#### [Exercise input]
Issue #1026, opened 2022-06-17
Support for unpackaged version


gregwoo-microsoft:
### Issue type

enhancement

### Which version of the app?

WinUI 3 Gallery

### Description

Simplify solution & make it easy to build package vs unpackaged.

pratikone:
closing it as it is now complete.

Issue #993, opened 2022-06-07
App crashing


liesauer:
![image](https://user-images.githubusercontent.com/8676741/172276006-77767827-1abf-4f06-ad2d-a8082ed95910.png)

![image](https://user-images.githubusercontent.com/8676741/172276099-92acefff-d94e-4178-a710-7b36246da9aa.png)

![image](https://user-images.githubusercontent.com/8676741/172276290-f61fafda-177e-4658-8b6e-c611af9fcc44.png)

you didn't even define `UNPACKAGED` constant, i am wondering how can the unpackaged app run?

chingucoding:
The `UNPACKEGED` constant is being set by the framework IIRC. Can you elaborate what steps you did to get the app to crash?

liesauer:
i did nothing, after temporary fixing the #983 issue by copy tons of wasdk look like dlls from other winui app, relaunch `WinUIGallery.DesktopWap` and you will facing this issue. the app tries to load the bundle resources which would never success since we are launching the unpackaged `WinUIGallery.DesktopWap`.

and there is a another issue
if i launch `WinUIGallery.DesktopWap.Package` in VS, the app launches as expected. but if launch it in explorer, the app crashes as this https://github.com/microsoft/WinUI-Gallery/issues/983#issuecomment-1151788456 descripted.

chingucoding:
Are you still able to reproduce this issue on main? 😅

pratikone:
this is now fixed with support for unpackaged app

PR #1319, opened 2023-07-17
WinUI gallery unpackaged mode working + single project config for both packaged and unpackaged + namespace change

pratikone:
EDIT : will clean it up and start another PR with base to unpkg-submodule.

HOW TO REVIEW THIS PR  : 
This PR has changed namespace from WinUIGallery.DesktopWap to just WinUIGallery resulting in large number of files changes. They are trivial 1-line changes because of copy and replace.
Actual content of PR is in .csproj file and wherever `GetCurrentPackageId` is used. Rest can be skipped.

### Unpackaged mode no longer crashes on launch 
The WinUI gallery unpacakged mode was broken and crashed on launch - no matter whether building from msbuild cmd line or VS. It was happening because at some places in the code resource was getting accessed through URI which only makes sense for packaged app and not unpackaged. To remedy this, other parts of the code had separate code under `UNPACKAGED` which would build a non-URI path for unpackaged app config. This `UNPACKAGED` constant was not defined anywhere and as a result, that alternative code was not getting accessed. Some places had missing alternative code entirely. 

~This PR solves it by correctly identifying when app is built using unpackaged app and set the `UNPACKAGED` constant. It required separate changes for both VS build and msbuild command prompt.~
This PR side steps compile time variable for a easier to maintain runtime function which uses `Appmodel/GetCurrentPackageId` system api to determine whether an app is running in packaged mode or unpackaged mode.

### Single project configuration
As a need arose for cleaning up the project files for unpackaged winui gallery to work, I used this opportunity to build upon @Scottj1s 's work in `unpkg-module` branch and get rid of WAP configuration, have single project configuration for building any flavor of WinUI gallery.
As a result, using launch configurations, you can build WinUI gallery in either packaged or unpackaged mode.
I have introduced more solution configurations to aid in that.
image

image

* If you want to build a Packaged winui gallery,
select Packaged launch configuration and choose between Debug or Release solution configs.

* If you want to build a Unpackaged winui gallery,
select Unpackaged launch configuration and choose between Debug-Unpackaged or Release-Unpackaged solution configs.

A mix and match config will result in error because that's how Visual Studio works.

### Namespace change
Since WAP project is gone, the namespace Winuigallery.DesktopWap didn't make sense. I changed it to Winuigallery only. A lot of files have this change only. 

## Motivation and Context
Motivation was frustration 😁

## How Has This Been Tested?
For both VS build and msbuild scenarios, it is tested manually for both configs packaged and unpackaged.  2x2

## Types of changes


pratikone:
solves #993  and #1026

WinUIGallery/Helper/WindowHelper.cs
```diff
@@ -65,8 +67,26 @@ static public Window GetWindowForElement(UIElement element)
...
+        {
+            get
+            {
+                int bufferSize = 0;
+                byte byteBuffer = 0;
+                // Try to grab the ID of the Package of the current process (if it exists)
+                uint lastError = NativeHelper.GetCurrentPackageId(ref bufferSize, out byteBuffer);
+                bool isPacakged = true;
+
+                if (lastError == NativeHelper.APPMODEL_ERROR_NO_PACKAGE)
```
alexlamtest, line 84: What if you are unlucky and the call to GetCurrentPackageId() failed due to transient errors, such as "out of memory" or else? Currently you default to isPackage=true in that situation, can it cause problems downstream?

WinUIGallery/Helper/ProtocolActivationClipboardHelper.cs
```diff
@@ -12,33 +12,40 @@ namespace AppUIBasics.Helper
...
+                        ApplicationData.Current.LocalSettings.Values[ShowCopyLinkTeachingTipKey] = true;
+                        valueFromSettings = true;
+                    }
+                    return (bool)valueFromSettings;
+                }
+                else
                 {
-                    ApplicationData.Current.LocalSettings.Values[ShowCopyLinkTeachingTipKey] = true;
-                    valueFromSettings = true;
+                    return _showCopyLinkTeachingTip;
```
Scottj1s, line 33: don't need field - just return true

WinUIGallery/Helper/WindowHelper.cs
```diff
@@ -65,8 +67,26 @@ static public Window GetWindowForElement(UIElement element)
...
+
+        public static bool IsAppPackaged
+        {
+            get
+            {
+                int bufferSize = 0;
+                byte byteBuffer = 0;
+                // Try to grab the ID of the Package of the current process (if it exists)
+                uint lastError = NativeHelper.GetCurrentPackageId(ref bufferSize, out byteBuffer);
+                bool isPacakged = true;
```
Scottj1s, line 82: typo

WinUIGallery/WinUIGallery.DesktopWap.Package.wapproj
```diff
@@ -44,8 +44,8 @@
     <AppxPackageSigningEnabled>True</AppxPackageSigningEnabled>
     <EntryPointProjectUniqueName>WinUIGallery.DesktopWap.csproj</EntryPointProjectUniqueName>
     <AppxBundleNameForOutput>WinUIGallery.DesktopWap</AppxBundleNameForOutput>
-    <WindowsPackageType>Desktop</WindowsPackageType>
-    <!-- it will create packaged desktop app -->
+    <WindowsPackageType>Desktop</WindowsPackageType> <!-- it will create packaged desktop app -->
+    <WindowsAppSdkSelfContained>true</WindowsAppSdkSelfContained>
```
Scottj1s, line 48: always?

WinUIGallery/WinUIGallery.DesktopWap.csproj
```diff
@@ -13,7 +13,7 @@
     <GenerateAssemblyInfo>false</GenerateAssemblyInfo>
     <RuntimeIdentifiers>win10-x86;win10-x64;win10-arm64</RuntimeIdentifiers>
     <EnableMsixTooling>false</EnableMsixTooling>
-    <DefineConstants Condition="'$(WindowsPackageType)' == 'None'">$(DefineConstants);UNPACKAGED</DefineConstants> <!-- will execute unpackaged app specific code -->
+    <WindowsAppSdkSelfContained>true</WindowsAppSdkSelfContained>
```
Scottj1s, line 16: always?

WinUIGallery/Helper/WindowHelper.cs
Scottj1s: Looking at the implementation of GetCurrentPackageId, the first check it makes is whether the app is packaged, short-circuiting out with APPMODEL_ERROR_NO_PACKAGE if not.  This approach appears safe.

WinUIGallery/Helper/WindowHelper.cs
```diff
@@ -65,8 +67,26 @@ static public Window GetWindowForElement(UIElement element)
...
 
         static private List<Window> _activeWindows = new List<Window>();
+
+        public static bool IsAppPackaged
+        {
+            get
+            {
+                int bufferSize = 0;
+                byte byteBuffer = 0;
+                // Try to grab the ID of the Package of the current process (if it exists)
```
Scottj1s, line 80: comment is inaccurate - grabbing the package ID is precisely what you're NOT doing here.

WinUIGallery/WinUIGallery.DesktopWap.Package.wapproj
pratikone: my bad. this got slipped in. I will remove it

WinUIGallery/WinUIGallery.DesktopWap.csproj
pratikone: accidentally committed

bpulliam (changes requested):

chingucoding:
Since the WinUI Gallery is also a resource folks use for guidance on how to implement stuff: Is using a runtime check the recommended way if you ever need to target both packaged and unpackaged at the same time and need to differentiate?

Scottj1s:
> Since the WinUI Gallery is also a resource folks use for guidance on how to implement stuff: Is using a runtime check the recommended way if you ever need to target both packaged and unpackaged at the same time and need to differentiate?

@chingucoding thanks for raising this.  Certainly, if you want to produce a library that can support both packaged/unpackaged client apps, the runtime check is essential.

#### [What needs to be done]
What is needed here is one number: how many lines of the entries hold the string "githubusercontent".

#### [Solution to the exercise]
3